Но кучер их грозно окрикнул, и они, как стая воробьев, которым грозит опасность, разлетаются во все стороны. И кучер мой, обыкновенно степенный и солидный, почувствовал за своей спиной важную персону, как будто ошалел. Он мчится как оголтелый, орет во все горло на прохожих, и городовые, вместо того чтобы его остановить, только вытягиваются и козыряют.

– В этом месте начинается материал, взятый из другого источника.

Issue #1152, opened 2020-02-20
Support AVIF (AV1 Image FIle Format)


jansol:
Spec at https://aomediacodec.github.io/av1-avif/

Since there is already a PR for FLIF support, it probably makes sense to have at least a tracking issue for AVIF as well.

kornelski:
For AVIF encoding, have a look at https://github.com/kornelski/cavif-rs 

It's a 100% pure Rust integration with rav1e.

HeroicKatora:
I tried using the encoder with the bindings and `imagemagick` thinks the produced file is not valid:

```text
$ cargo run --example convert --features=avif -- tests/reference/tiff/testsuite/mandrill.tiff.694c777d.png mandrill.avif
$ file mandrill.avif
mandrill.avif: ISO Media
$ convert -verbose mandrill.avif mandrill.jpeg
convert: Invalid input: No 'hdlr' box `mandrill.avif' @ error/heic.c/IsHeifSuccess/136.
convert: no images defined `mandrill.jpeg' @ error/convert.c/ConvertImageCommand/3285
```

I believe this refers to this statement [in the specification](https://aomediacodec.github.io/av1-avif/#image-sequences).
There are no mentions of `pict` in `avif-serialize`. Are there any reference, roundtrip or self-tests to execute?

kornelski:
It roundtrips with libavif.

est31:
Should this be reopened? There is no decoding support yet.

foresterre:
@kornelski 

I'm not always experiencing success with encoding AVIF in https://github.com/foresterre/sic which uses the latest https://github.com/image-rs/image (at time of writing v0.23.10) using the current implementation. Or, I am not sure whether it works or not, because Firefox seems unable to decode the resulting files (Firefox 81, x64 on Ubuntu):

![image](https://user-images.githubusercontent.com/5955761/95007226-dfd35a80-05fc-11eb-93d4-b94972ce7710.png)

with:

![image](https://user-images.githubusercontent.com/5955761/95006773-579e8680-05f7-11eb-8a03-3bfb519c28a9.png)

If I disable `use-dav1d` I get the same results.

I've made a minimal example using the `image` crate which can be found here: https://github.com/foresterre/avifexample/blob/main/src/main.rs#L24

I used the `wh1616.png` sample file: [avif_samples.zip](https://github.com/image-rs/image/files/5322653/avif_samples.zip) (includes my .avif results).

[...]

PR #1314, opened 2020-09-14
Rough draft including ravif for AVIF encoding

HeroicKatora:
Converts the data to the `Img` buffer and encodes it into an intermediate vector, then writes this into the output writer. It tries to avoid actually allocating for that conversion. It considers that `RGBA8` can be converted from any byte slice and uses the applicable conversion. Any non-rgba8 image is converted using an intermediate buffer. (cc: @fintelia) Some of this code may be used for the conversion feature as well.
However it does not support limits.

Closes: #1152

### DIFF
--- a/.travis.yml
+++ b/.travis.yml
@@ -31,7 +31,6 @@ env:
     - FEATURES='webp'
     - FEATURES='hdr'
     - FEATURES='farbfeld'
-    - FEATURES='ravif'
 matrix:
   allow_failures:
     - name: "Clippy"
@@ -39,6 +38,9 @@ matrix:
     - name: "Fuzz corpus"
     - rust: nightly
   include:
+    - os: linux
+      rust: stable
+      env: FEATURES='ravif'
     - os: osx
       rust: 1.34.2
     - os: windows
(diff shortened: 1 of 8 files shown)


HeroicKatora:
I have no idea how to test the encoding without depending on the availability of `libavif/avifdec` on the test system. For now, I've validated the images manually and it appears to work.. also note that `ravif` is of course tested itself.

kornelski:
For testing:

- to test just the MP4/HEIF structure, I wrote https://lib.rs/avif-parse It's pure Rust, cut-down fork of Firefox's mp4parse.

- to test pixels decoded from AV1, I wrote https://lib.rs/aom-decode It needs cmake and builds libaom, so it's a relatively heavy dependency. Sadly, there's no pure-Rust AV1 decoder.

HeroicKatora:
@kornelski The pixel decoding would be more interesting, of course then also with full bindings, and the pure structure seems like a duplicated effort. I suppose we just wait here, any updates on the situation are appreciated.

est31:
There is a partial rewrite of dav1d in https://github.com/rainliu/rav1d/ but it yielded an error no matter which image I gave it.

PR #1316, opened 2020-09-20
Update gif crate

HeroicKatora:
Well this is slightly awkward. In an effort to avoid denial-of-service, the `gif` crate now checks each frame descriptor to be inbounds. Apparently this is not quite expected and there's a test [preventing out-of-bound action](https://github.com/image-rs/image/commit/503690269091d47444e9c94ffbd8f394de897b0b) in case one of the descriptors is actually out of bounds. We'll revert this and do another try.

### DIFF
--- a/Cargo.toml
+++ b/Cargo.toml
@@ -26,7 +26,7 @@ byteorder = "1.3.2"
 num-iter = "0.1.32"
 num-rational = { version = "0.3", default-features = false }
 num-traits = "0.2.0"
-gif = { version = "0.10.0", optional = true }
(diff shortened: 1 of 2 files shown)


HeroicKatora:
Just clarifiying: the standard does _not_ allow this kind of use but it appears to be okay in practice.

> a. Description. Each image in the Data Stream is composed of an Image
      Descriptor, an optional Local Color Table, and the image data.  **Each
      image must fit within the boundaries of the Logical Screen, as defined
      in the Logical Screen Descriptor.**

PR #1324, opened 2020-10-03
Add const implementation for build_huff_lut

philippeitis:
This PR adds a const implementation of derive_codes_and_sizes and build_huff_lut - as these functions are typically used on const data - this speeds up JpegEncoder::new / JpegEncoder::new_with_quality by 4x (2250ns -> 500ns), but this is only really significant if you're making many, many small images and creating new encoders for each.

This isn't currently compatible without using nightly on 1.34, but it does compile without nightly on 1.46, so merging this PR would require a bump in the minimum version required.


HeroicKatora:
Oops, I must have misclicked the merge button on the wrong PR..

HeroicKatora:
Github automatically closed this since all its commits were merged.. Well.. I'll rebase those commits.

В мае наш первый эскадрон (мое умение ездить верхом и высокий рост обеспечили мне место в первом эскадроне Его Величества, на эполетах гвардейцев которого были царские вензеля) ушел в Стрельну, а вскоре оттуда в Красное Село, на лагерный сбор на все лето.
На учении
В Красном Селе у полка не было своих казарм, и поэтому офицеры и солдаты там разместились по избам. Я в одной из них нашел мезонин в две крохотные комнаты. В одной я поместился сам, в другой бывший камердинер отца, теперь мой, Готлиб. Внизу, тоже в двух конурах, жил командир нашего полка граф Граббе. За весь дом мы пополам с ним платили восемьдесят рублей за все лето. В двух шагах от нас была полком выстроенная «Артель», громадная высокая дача, где помещалась и библиотека, состоявшая из двух газет, которых никто не читал. Столовал нас лучший ресторатор Петербурга, знаменитый Дюссо, и кормил так, что пальчики оближешь. В этой «Артели» мы проводили все наше свободное время, так как в избах негде было повернуться.

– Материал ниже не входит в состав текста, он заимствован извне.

Issue #1318, opened 2020-09-30
Content based file type guessing


jerry73204:
The impl of [ImageFormat::from_path](https://docs.rs/image/0.23.10/image/enum.ImageFormat.html#method.from_path) calls an internal method ([code](https://github.com/image-rs/image/blob/6f84d86302e63fdd80899333e5b5aeb6e278354c/src/io/free_functions.rs#L231-L260)) that guesses the file type by filename extension. It could produce false results in case of a PNG file named `xxx.jpg`. The [image::open()](https://docs.rs/image/0.23.10/image/fn.open.html) calls the method and produces error when it guesses the wrong type. Do you consider the content-based method? We already have a [tree\_magic](https://github.com/aahancoc/tree_magic/) crate that does the job.

fintelia:
The [`io::Reader`](https://docs.rs/image/0.23.10/image/io/struct.Reader.html) interface supports guessing the format based on the initial bytes of the file. Is that what you are looking for?

jerry73204:
Yes, I missed it. Sorry for inconvenience.

HeroicKatora:
It appears somewhat common to be classified as a documentation deficiency. Alternatively, I think we could slowly start to deprecate the free functions in the root and nudge people over to `io::Reader`.

Issue #1291, opened 2020-07-25
`load_from_memory*` functions don't work with data returned from `DynamicImage.to_bytes()`


biot023:
The `load_from_memory` and `load_from_memory_with_format` functions are failing with bytes returned from `DynamicImage#to_bytes()`.

There are two tests that show this:

Test one:

```rust
#[test]
fn from_load_from_memory() {
    let img = open("features/fixtures/img01.jpg")
        .expect("File should load");

    let img = load_from_memory(&img.to_bytes())
        .expect("File should load from its own data");

    assert!(true);
}
```

Fails with this:

> ---- from_load_from_memory stdout ----
> thread 'from_load_from_memory' panicked at 'File should load from its own data: Unsupported(UnsupportedError { format: Unknown, kind: Format(Unknown) })', tests/transformers_test.rs:50:15

Test two:

```rust
#[test]
fn from_load_from_memory_with_format() {
    let img = open("features/fixtures/img01.jpg")
        .expect("File should load");

    let img = load_from_memory_with_format(&img.to_bytes(), ImageFormat::Jpeg)
        .expect("File should load from its own data and format hint");

    assert!(true);
}
```

Fails with this:

> ---- from_load_from_memory_with_format stdout ----
> thread 'from_load_from_memory_with_format' panicked at 'File should load from its own data and format hint: Decoding(DecodingError { format: Exact(Jpeg), underlying: Some(Format("first two bytes is not a SOI marker")) })', tests/transformers_test.rs:61:15

As best as I can tell, I'm reading `Vec<u8>` data from a successfully opened `DynamicImage` back into two functions that take a `Vec<u8>` and return a `DynamicImage`. But it's failing.
There's obviously some nuance I'm missing!

If anybody could point me in the right direction to accomplish what I'm trying to achieve, here, it would be *really* appreciated.
Thanks,
   Doug.

HeroicKatora:
The `to_bytes` method does not encode the image, it returns to you the bytes making up the pixels. You shouldn't decode those bytes but you can use `ImageBuffer::from_raw` to restore an image. This requires you to save all the metadata separately. If you don't want to do that manually, i.e. for process-to-process communication or very temporary storage, then you may consider using one of the `pnm` formats which takes care of prepending the the image size and color type to the (basically) raw bytes with without any of the computation overhead (compression, quantization, ..) of jpeg and png.

biot023:
Thanks @HeroicKatora !
What I need to do is:

[...]

Issue #1232, opened 2020-05-28
"Malformed GIF header" error on a valid image


Shnatsel:
This happens in `image` from git, revision 092db1e21b3e8736711e2cbe1d9b5245613756c1

## Expected

The attached image should decode successfully

## Actual behaviour

`Decoding(DecodingError { format: Exact(Gif), underlying: Some(Format("malformed GIF header")) })`

## Reproduction steps

![4235a](https://user-images.githubusercontent.com/291257/83196151-aca72900-a13b-11ea-9c88-45fbfa800f66.gif)

```rust
fn main() -> std::io::Result<()> {
    let path = std::env::args().skip(1).next().unwrap();
    let image = image::io::Reader::open(path)?.guess_format().decode().unwrap();
    Ok(())
}
```

Shnatsel:
Another file triggering the same error:

![nc_69](https://user-images.githubusercontent.com/291257/83201161-34456580-a145-11ea-895d-7ae018a21a6b.gif)

Shnatsel:
Another one

![2006 02 17_VDayEbbyRaed06](https://user-images.githubusercontent.com/291257/83209097-b6d72080-a157-11ea-852c-ad00d8fa67e8.gif)

Shnatsel:
Also a case of wrong extension on the files. Contents-based file type guess works correctly. My apologies.

Issue #1231, opened 2020-05-28
Documentation suggests using guess_format() but it's private


Shnatsel:
This happens in `image` from git, revision 092db1e21b3e8736711e2cbe1d9b5245613756c1

https://docs.rs/image/0.23.4/image/io/struct.Reader.html#method.open suggests using the following code, if I'm reading it right: 
```rust
image::io::Reader::open(path)?.guess_format();
```
but when I try it in image I get an error that the `guess_format()` method is private.

## Reproduction steps

```rust
fn main() -> std::io::Result<()> {
    let path = std::env::args().skip(1).next().unwrap();
    let image = image::io::Reader::open(path)?.guess_format().decode().unwrap();
    Ok(())
}
```

HeroicKatora:
The link and text should be `with_guessed_format`, the exposed method of the builder struct.

PR #1327, opened 2020-10-05
Deprecate compound input fn in favor of Reader

197g:
Any comments on the questions below are welcome.

In light of #1318 and previously #1291 , #1232 , #1231 , #1072 , #792 (possibly more), I conclude that opening files with the functions in the main module is at least misunderstood but quite possibly a bad interface in itself. It's often not clear how to do combine aspects of these methods by performing parts of them manually—such as how to open a file with a known image type. In that sense these functions are too numerable and too specific at the same time.

`io::Reader` intends to fix this by encapsulating the known inputs as an object and then presenting builder-style methods for adjusting the details, independent of whether one opens a file or reads a slice of data from memory.

This PR intends to deprecate the utility wrappers in `dynimage`, not the primitive methods in `io/free_functions.rs`—`guess_format` and `load`. This was always planned.

The main concern is to find the sweet spot for the scope of the deprecation.
* Are we okay with the set of methods being deprecated?
* Are the replacements actually easy enough to be discovered? Should we add some more documentation concerning this? One particular sore spot might be loading from memory since __no__ method in `Reader` takes a byte slice as input. For new Rusteceans the generics might be unecessarily confusing.
* Should we delay this until a writer has been added?

### DIFF
--- a/src/dynimage.rs
+++ b/src/dynimage.rs
@@ -988,12 +988,13 @@ fn image_to_bytes(image: &DynamicImage) -> Vec<u8> {
 /// content before its path.
 ///
 /// [`io::Reader`]: io/struct.Reader.html
+#[deprecated = "Use `io::Reader`, it combines input functions in more flexible and consistent interface."]
 pub fn open<P>(path: P) -> ImageResult<DynamicImage>
 where
     P: AsRef<Path>,
 {
-    // thin wrapper function to strip generics before calling open_impl
-    free_functions::open_impl(path.as_ref())
+    crate::io::Reader::open(path)?
+        .decode()
 }
 
 /// Read the dimensions of the image located at the specified path.
@@ -1003,12 +1004,13 @@ where
 /// content before its path or manually supplying the format.
 ///
 /// [`io::Reader`]: io/struct.Reader.html
+#[deprecated = "Use `io::Reader`, it combines input functions in more flexible and consistent interface."]
 pub fn image_dimensions<P>(path: P) -> ImageResult<(u32, u32)>
 where
     P: AsRef<Path>,
 {
-    // thin wrapper function to strip generics before calling open_impl
-    free_functions::image_dimensions_impl(path.as_ref())
+    crate::io::Reader::open(path)?
+        .into_dimensions()
 }
 
 /// Saves the supplied buffer to a file at the path specified.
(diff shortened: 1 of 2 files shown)


fintelia:
I'm very much in favor of deprecating these functions, but I also think we should rename `io::Reader` at the same time since it would be much harder to do later. (We should of course keep the old name as an alias for a while to have backwards compatibility). 

My concern with the current name is that it is too generic. It only barely manages to avoid conflicting with the _Read_ and _BufReader_ names in stdlib, and the module scope doesn't disambiguate because the standard library also has an io module. Worse people commonly `use std::io;` so that they can disambiguate _std::io::Error_ from other errors so they then can't also `use image::io`.

My preference would be to switch to calling it _ImageReader_ and making the io module internal to the crate.

HeroicKatora:
I don't share that sentiment of name conflicts outside the library at all. Namespaces exist to avoid that exact problem of complicating the choice for names by collisions. True glob-imports are discouraged in any case. You're free to use any of:

```
use image::io as iio;
```

HeroicKatora:
Perhaps the examples should use this renaming import though. That would be easier to copy&paste which is part of the motivation for having examples in the first place.

fintelia:
Using renaming imports would be an improvement, but I want to think through a bit more. I guess my concerns are:

1. _Discoverability:_ The generated docs are too cluttered, but despite being one of the most important types in the crate, io::Reader is particularly hidden. 
2. _Code readability:_ Seeing `Reader::new(...).decode()` tells you almost nothing about what it being read. Even the io prefix doesn't make things more clear. Your suggestion of using renaming imports largely resolves this point.
3. _Consistency:_ Other names like _ImageDecoder_ include the Image prefix in them. Probably the least important item.

ripytide:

В шесть утра, а иногда и раньше мы садились верхом, и полк выступал на ученье или маневры. Около часа мы, вернувшись, завтракали и, уставшие до изнеможения, заваливались спать, в шесть обедали, а потом, кто мог, уезжал в Петербург, откуда часто на тройке возвращались как раз вовремя, чтобы сесть на коня.

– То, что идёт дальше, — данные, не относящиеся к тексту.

PR #1328, opened 2020-10-06
Move image file encoders/decoders to codecs module

fintelia:
This PR moves all the modules for specific image file formats into a new _codecs_ module. Due to https://github.com/rust-lang/rust/issues/47236 I don't think there is a way to show a deprecation notice to people still using the old path.

With this change, the modules section of the generated docs are now more reasonable:


HeroicKatora (commented):
Looks good. But I'd like to give it a day or two on fear of having missed any details.

HeroicKatora (approved):
I can't thing of any downside. Plus the module documentation of `codecs` could be dedicated towards more documentation on the traits and style at some point.

PR #1329, opened 2020-10-06
Streamline docs.rs documentation and move some content to README

fintelia:
Not super polished, but hopefully an improvement over the current text.

### DIFF
--- a/src/lib.rs
+++ b/src/lib.rs
@@ -1,13 +1,9 @@
-//! This crate provides native rust implementations of
-//! image encoders and decoders and basic image manipulation
-//! functions.
-//!
-//! Additional documentation can currently also be found in the
-//! [README.md file which is most easily viewed on github](https://github.com/image-rs/image/blob/master/README.md).
-//!
-//! [Jump forward to crate content](#reexports)
-//!
 //! # Overview
+//!
+//! This crate provides native rust implementations of image encoding and decoding as well as some
+//! basic image manipulation functions. Additional documentation can currently also be found in the
+//! [README.md file which is most easily viewed on
+//! github](https://github.com/image-rs/image/blob/master/README.md).
 //!
 //! There are two core problems for which this library provides solutions: a unified interface for image
 //! encodings and simple generic buffers for their content. It's possible to use either feature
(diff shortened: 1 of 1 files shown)


src/lib.rs
```diff
@@ -1,122 +1,100 @@
...
+//! # use std::io::Write;
+//! # use image::ImageOutputFormat;
+//! # use image::DynamicImage;
+//! # fn main() -> Result<(), image::ImageError> {
+//! # let img: DynamicImage = unimplemented!();
+//! # let img2: DynamicImage = unimplemented!();
+//! img.save("empty.jpg")?;
+//!
+//! let mut bytes: Vec<u8> = Vec::new();
+//! img2.write_to(&mut bytes, image::ImageOutputFormat::Png)?;
```
HeroicKatora, line 42: Unfortunately not available except with the `png` feature. Actually, why is that? We don't do the same with `ImageFormat` and it's always possible to instead error. Or a method for querying this dynamically..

Полковая семья была дружная, состояла из людей однородных по воспитанию, добрых товарищей. Конечно, людей с тем, что называют «умственными запросами», было мало, но и в других местах их не много, да и времени для «умственного» не было. В общем, жилось как нельзя лучше. Полковая жизнь имела прелести, понятные лишь тем, кто ее испытал. Прежде всего, чувствуешь себя не одиноким, а органической частью целого. И как офицеры и солдаты — атом целого полка, так и полк — атом целой армии. И, в общем-то, эта нераздельная армия была разительна по своей сплоченности и стойкости.
До закона рб общей воинской повинности солдат служил десятки лет, переставал быть просто человеком, был военным, то есть особым существом с особыми традициями, с особым духом, почему армия была совокупность и офицеров и солдат. После введения общей воинской повинности солдат стал служить лишь короткое время, стал лишь временным, проходящим элементом. Ни воинских традиций, ни военного духа в нем быть не могло. Он ими мог заразиться лишь от кадров, в которые был влит, но войти в его суть и кровь они не успевали, и воином в полном смысле этого слова он делался лишь во время войны. Поэтому носителем военного духа и военных традиций после общей воинской повинности осталась не совокупность офицеров и солдат, а одно офицерство.